Q3: Clarification of the LoRA selection during inference.
Different LoRA selecting strategies are applied to the Stable Diffusion layers (i.e. Spatial attention layers) and the AnimateDiff layers (i.e. Temporal attention layers). For Stable Diffusion layers, as our model inherits the capability of AnimateDiff to adapt various LoRAs, we use different LoRAs that best fit the task in different experiments. In the quantitative experiments, RealEstate10K’s LoRA is used for RealEstate10K’s test case, and WebVid10M’s LoRA is used for WebVid10M’s test case; In the qualitative experiments, without specification, RealisticVision’s LoRA is applied for its great performance to generate high-quality images/videos. For temporal attention layers, the LoRA from CameraCtrl is used in all experiments.
The reviewers raised concerns mainly about the training strategy's clarity, the mathematical derivations' correctness, the integration and generalization of LoRA modules during inference, and the lack of ablation studies to evaluate the impact of key components. They also suggested including recent related works on consistent multi-view content generation.

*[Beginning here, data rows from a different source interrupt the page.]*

PR #1141, opened 2021-04-22
Update documentation for CDash test measurements

zackgalbreath:


zackgalbreath:
@craigscott-crascit Here are some updates to the CDash side of our test measurements docs. Please let me know if you think any additional changes are needed.

You can view the rendered changes here:
https://github.com/Kitware/CDash/blob/89eedf5abb748e50a7a9d00411f75300b1085693/docs/test_measurements.md

docs/test_measurements.md
```diff
@@ -20,10 +21,22 @@ CDash recognizes following types of test measurements.
...
-CDash will render images together in an interactive comparison format if they are uploaded with one of the following names:
+CDash will render images together in an interactive comparison format if they are uploaded with two or more of the following names:
 * `TestImage`
 * `ValidImage`
 * `BaselineImage`
+* `DifferenceImage2`
+
+The typical use case is to upload two images from this set (eg. `TestImage` and `ValidImage`).
+By convention, `TestImage` is the image generated by your test, while `ValidImage` or
+`BaselineImage` represent the expected result.
```
craigscott-crascit, line 32: Every example of the use of `BaselineImage` that I've come across doesn't treat it as an image file. Instead, it treats it as `text/string` and gives it a textual value of `Standard`. I don't know what that means and whether all those examples are actually valid, but can you confirm that `BaselineImage` is meant to expect an actual image to upload? Usage of `ValidImage` does seem to match the description here though.

We should also explain what `DifferenceImage2` is and maybe how one could generate it (that might be going a bit too far).

zackgalbreath: > Every example of the use of `BaselineImage` that I've come across doesn't treat it as an image file. Instead, it treats it as `text/string` and gives it a textual value of `Standard`.

You are right that vtkTesting specifies `BaselineImage` as a string with value "Standard". On the CDash side, this doesn't do anything special; it just reports the string value as is. Here's an example:

https://open.cdash.org/test/389296502

> can you confirm that `BaselineImage` is meant to expect an actual image to upload? Usage of `ValidImage` does seem to match the description here though.

Yes, if you submit a test image with the name `BaselineImage` then it will be included in the interactive image comparison view on CDash. This is shown in one of the screenshots I included in this documentation update. In case you're curious, the relevant line of code in CDash is here:

https://github.com/Kitware/CDash/blob/master/app/cdash/public/api/v1/testDetails.php#L268

> We should also explain what DifferenceImage2 is and maybe how one could generate it (that might be going a bit too far).

The best I can think of would be to link to the docs for [vtkImageDifference](https://vtk.org/doc/nightly/html/classvtkImageDifference.html) as a concrete implementation of how to generate image diffs. What do you think, good idea, or crossing the streams too much?

craigscott-crascit: I think I've used a command line tool like [diffimg](https://github.com/nicolashahn/diffimg) in the past to generate difference images (this is just one I found after a quick search now, but there are a few that go by the same name). You could mention tools like that, not sure about linking to a specific URL though, up to you.

Since `ValidImage` works and there is some historical confusion around `BaselineImage`, perhaps we should make the docs downplay the latter. For example:

```
The typical use case is to upload two images from this set (eg. `TestImage` and `ValidImage`).
By convention, `TestImage` is the image generated by your test, while `ValidImage` represents
the expected result (for historical reasons, `BaselineImage` is also accepted as an alternative
to `ValidImage`).
```

That presupposes that you would want to consider `ValidImage` as the preferred keyword going forward.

The authors responded comprehensively by clarifying the training phases, explaining the epipolar attention mechanism and LoRA selection process, addressing the derivation issues, and providing additional comparisons and qualitative results. They also acknowledged the need for more discussions on related works and ablation studies, which they committed to addressing in their revision.
The ACs agree that the authors have adequately addressed the concerns, and the paper should be accepted.